Provided information:

PR #2, opened 2023-06-14
add RFC instructions to readme

khieta:
*Issue #, if available:*

*Description of changes:* Added instructions for the RFC process to the README.


john-h-kastner-aws (approved):

README.md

What you are asked to do: The required output is every line above that contains the string "instructions".

Response to the task:
add RFC instructions to readme
*Description of changes:* Added instructions for the RFC process to the README.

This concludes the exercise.